Sultana Yesmin

Personal information
- Full name: Sultana Yesmin Boishakhi
- Born: 13 August 1989 (age 37) Bangladesh
- Batting: Right-handed
- Role: Wicket-keeper

International information
- National side: Bangladesh (2011–2013);
- ODI debut (cap 11): 26 November 2011 v Ireland
- Last ODI: 24 September 2013 v South Africa
- Only T20I (cap 20): 5 April 2013 v India

Domestic team information
- 2008/09–2017/18: Khulna Division

Career statistics
| Competition | WODI | WT20I |
| Matches | 6 | 1 |
| Runs scored | 17 | – |
| Batting average | 3.40 | – |
| 100s/50s | 0/0 | – |
| Top score | 11 | – |
| Catches/stumpings | 4/5 | 0/0 |

Medal record
Representing Bangladesh
Women's Cricket
Asian Games
| Silver medal – second place | 2010 Guangzhou | Team |
- Source: CricketArchive, 13 April 2022

= Sultana Yesmin =

Bangladeshi cricketer (born 1989)

Sultana Yesmin Boishakhi (সুলতানা ইয়াসমিন) (born 13 August 1989) is a Bangladeshi former cricketer who played as a wicket-keeper and right-handed batter. She appeared in seven One Day Internationals and one Twenty20 International for Bangladesh from 2011 to 2013. She played domestic cricket for Khulna Division.

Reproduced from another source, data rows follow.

PR #6266, opened 2026-08-31
Allow enabling versioning on buckets with a GCP location constraint

maeldonn:
### Not handled yet

| Gap | Impact | What it would take |
|---|---|---|
| Object versioning on the GCS bucket is a hard requirement: without it, the delete issued behind a delete marker destroys the data instead of archiving it | Silent data loss | Block writes on a non-versioned bucket, instead of only reporting it in the healthcheck |
| GCS lifecycle rules on noncurrent versions (`isLive: false`, `daysSinceNoncurrentTime`, `numNewerVersions`) can reap generations that S3 still serves as current | Deferred and silent data loss, with no error at write time | Document the precondition, and consider detecting such rules at configuration time |
| GCS never promotes a noncurrent generation, so the backend state diverges from the S3 view after an undelete or a version delete | Confusing during support, and the root cause of the lifecycle exposure above | Optional: promote by copy, accepting the new generation, the non-atomicity and the storage class reset |

### DIFF
--- a/lib/api/apiUtils/object/createAndStoreObject.js
+++ b/lib/api/apiUtils/object/createAndStoreObject.js
@@ -22,10 +22,7 @@ const {
     areChecksumsEnabled,
 } = require('../integrity/validateChecksums');
 
-const { externalBackends, versioningNotImplBackends } = constants;
-
-const externalVersioningErrorMessage =
-    'We do not currently support putting a versioned object to a location-constraint of type Azure or GCP.';
+const { externalBackends, versioningNotImplBackends, externalVersioningErrorMessage } = constants;
 
 /**
  * Validate and compute the checksum for a zero-size object body.
--- a/lib/api/bucketPutVersioning.js
+++ b/lib/api/bucketPutVersioning.js
@@ -6,23 +6,23 @@ const collectCorsHeaders = require('../utilities/collectCorsHeaders');
 const metadata = require('../metadata/wrapper');
 const { standardMetadataValidateBucket } = require('../metadata/metadataUtils');
 const { pushMetric } = require('../utapi/utilities');
-const versioningNotImplBackends =
-    require('../../constants').versioningNotImplBackends;
+const versioningNotImplBackends = require('../../constants').versioningNotImplBackends;
 const { config } = require('../Config');
 const monitoring = require('../utilities/monitoringHandler');
 
-const externalVersioningErrorMessage = 'We do not currently support putting ' +
-'a versioned object to a location-constraint of type Azure or GCP.';
+const externalVersioningErrorMessage =
+    'We do not currently support putting ' + 'a versioned object to a location-constraint of type Azure or GCP.';
 
-const replicationVersioningErrorMessage = 'A replication configuration is ' +
-'present on this bucket, so you cannot change the versioning state. To ' +
-'change the versioning state, first delete the replication configuration.';
+const replicationVersioningErrorMessage =
+    'A replication configuration is ' +
+    'present on this bucket, so you cannot change the versioning state. To ' +
+    'change the versioning state, first delete the replication configuration.';
 
-const ingestionVersioningErrorMessage = 'Versioning cannot be suspended for '
-+ 'buckets setup with Out of Band updates from a location';
+const ingestionVersioningErrorMessage =
+    'Versioning cannot be suspended for ' + 'buckets setup with Out of Band updates from a location';
 
-const objectLockErrorMessage = 'An Object Lock configuration is present on ' +
-  'this bucket, so the versioning state cannot be changed.';
+const objectLockErrorMessage =
+    'An Object Lock configuration is present on ' + 'this bucket, so the versioning state cannot be changed.';
 
 /**
  * Format of xml request:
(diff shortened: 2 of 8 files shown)


package.json
```diff
@@ -35,7 +35,7 @@
         "@opentelemetry/instrumentation-ioredis": "~0.64.0",
         "@opentelemetry/instrumentation-mongodb": "~0.69.0",
         "@smithy/node-http-handler": "^3.0.0",
-        "arsenal": "git+https://github.com/scality/arsenal#8.5.15",
+        "arsenal": "git+https://github.com/scality/arsenal#2136c02ff1d3dfd43a5ff7ca59f955d105946dba",
```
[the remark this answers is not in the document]
maeldonn: Arsenal is not yet merged

lib/api/apiUtils/object/createAndStoreObject.js
```diff
@@ -322,7 +322,10 @@ function createAndStoreObject(
                     }
                 }
 
-                const headerChecksum = areChecksumsEnabled() ? getChecksumDataFromHeaders(request.headers) : null;
+                // A delete marker has no body: an x-amz-checksum-* header
+                // describes the request payload (e.g. a multi-object delete XML).
+                const headerChecksum =
+                    isDeleteMarker || !areChecksumsEnabled() ? null : getChecksumDataFromHeaders(request.headers);
```
francoisferrand: Is this not an issue for other data locations as well? Ie a separate bugfix for integrity check feature?

tests/unit/api/bucketPutVersioning.js
francoisferrand, line 1: no change here AFAICS, only removal of " or GCP" in the `externalVersioningErrorMessage` const?

tests/unit/multipleBackend/VersioningBackendClient.js
```diff
@@ -7,8 +7,7 @@ const DummyService = require('../DummyService');
 const { DummyRequestLogger } = require('../helpers');
 
 const missingVerIdInternalError = errorInstances.InternalError.customizeDescription(
-    'Invalid state. Please ensure versioning is enabled ' +
-    'in AWS for the location constraint and try again.'
+    'Invalid state. Please ensure versioning is enabled ' + 'in AWS for the location constraint and try again.',
```
francoisferrand:
```suggestion
    'Invalid state. Please ensure versioning is enabled in AWS for the location constraint and try again.',
```

francoisferrand: same for a few below

lib/api/bucketPutVersioning.js
francoisferrand, line 1: - the GPC removal should not go in 9.4, but 9.5
- I wonder if we should build the strings, instead of having the source of truth in 2 constants (one in arsenal + one in cloudserver) AND having manually duplicated that info in multiple error strings...

francoisferrand (commented):
> S3 has a suspended versioning state, with nullversion ids. GCS versioning is only on or off

Suspended versioning is really just a name : in our implementation it differs (so in particular performance may not be the same), but functionally suspended is about the same as off?
i.e. is suspended not just a different name for no versioning (no versioning → versioning ←→ suspended versioning), so we could map both no & suspended versioning on GCP's disabled versioning?

> Object versioning on the GCS bucket is a hard requirement: without it, the delete issued behind a delete marker destroys the data instead of archiving it

- not sure what you mean, there is no "archiving" in S3...
- if using GCP versioning is not practical, another option would be to "flatten" the versions: i.e. store each version side-by-side, as `<objKey>.<scalVersionId>`

> Block writes on a non-versioned bucket, instead of only reporting it in the healthcheck

If there a GCP "extension" to make the putObject/deleteObject conditional on versioning? Otherwise this may be very costly....

> GCS lifecycle rules on noncurrent versions (isLive: false, daysSinceNoncurrentTime, numNewerVersions) can reap generations that S3 still serves as current

- Should be part of the documentation, and may be verified when creating location and/or enabling versioning (though none of these are foolproof, and we still risk a data loss)
- Or a reason to switch to "emulating" versions by flattening them....

> GCS never promotes a noncurrent generation, so the backend state diverges from the S3 view after an undelete or a version delete

That is not really a problem _for us_, right: The issue is more about what the user would see in GCP's bucket?

All in all, I don't think we should merge this -and esp. in 9.4- but take the time to make a (short) design in Citadel : so we can align on the requirements and limits of the solution (i.e. do we want to keep the same "view" on GCP, or is this really just data storage, accessed only through the product ? what to do with GCP-side lifecycle rules ? ...)

tests/unit/multipleBackend/VersioningBackendClient.js
maeldonn: Linked to prettier... Fixed.

lib/api/apiUtils/object/createAndStoreObject.js
maeldonn: Not only for GCP, moved to a separate PR.

lib/api/bucketPutVersioning.js
maeldonn: Moved to 9.5.
Tried to deduplicate and keep it simple.

maeldonn:
> but functionally suspended is about the same as off?

Checked and you're right, nothing to do. I removed the line from the table.

> there is no "archiving" in S3

GCS calls noncurrent versions "archived" (no delete markers, no promotion back to live, and lifecycle rules can target them via `isLive: false` / `daysSinceNoncurrentTime` / `numNewerVersions`)

> another option would be to "flatten" the versions

Possible, and it doesn't even need the S3 version id: the backend key isn't recomputed on read, put returns it and it's stored per-version in location[0].key, so any unique suffix minted at put time works. Objects already written keep resolving at their plain key, so no migration either.

The cost is elsewhere: every path that recomputes the key via _createAwsKey instead of reading it from MD (whole MPU lifecycle, copyObject/uploadPartCopy, and toObjectGetInfo which the backbeat routes use with only objectKey + bucket), plus _shouldSkipDelete, which skips the old-version delete assuming overwrites are in-place. Real work, but a design-doc call rather than a blocker.

> If there a GCP "extension" to make the putObject/deleteObject conditional on versioning?

No, GCS preconditions cover generation/metageneration only, nothing on versioning state. We already fail after the fact (no x-goog-generation -> missingVerIdInternalError), but too late, and delete markers are exempted.

> Should be part of the documentation, and may be verified when creating location and/or enabling versioning

Agreed on documenting it. Verifying is doable but not free. We talk to GCS through the S3 interop API, so the AWS SDK is what sends our requests. It can call `?lifecycle`, but GCS answers with its own XML format, which the SDK doesn't know how to read, so we'd have to parse that response ourselves. It's the same kind of adaptation code we already have in `GcpApis/*` for the other places where GCS and S3 differ. And checking only at location creation wouldn't help much, since rules can be added later and we'd never notice. Better to read it in the healthcheck we already run every 60s, together with the versioning state.

> The issue is more about what the user would see in GCP's bucket?

Right, not a problem while the bucket is only used as a Scality backend: we always read a specific generation, never the live one. It only bites if the bucket is used without us in front (direct reads, OOB, and GCS lifecycle above all). So we need to pin down the supported usage and document it. Same drift on the AWS backend, so it's the mirrored-bucket model rather than GCS-specific.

==Early life and background==
Yesmin was born on 13 August 1989 in Bangladesh.

==Career==

===ODI career===
Yesmin made her ODI debut against Ireland on 26 November 2011.

===T20I career===
Yesmin made her T20I debut against India on 5 April 2013.

===Asian games===
Yesmin was a member of the team that won a silver medal in the women's cricket tournament at the 2010 Asian Games in Guangzhou, China.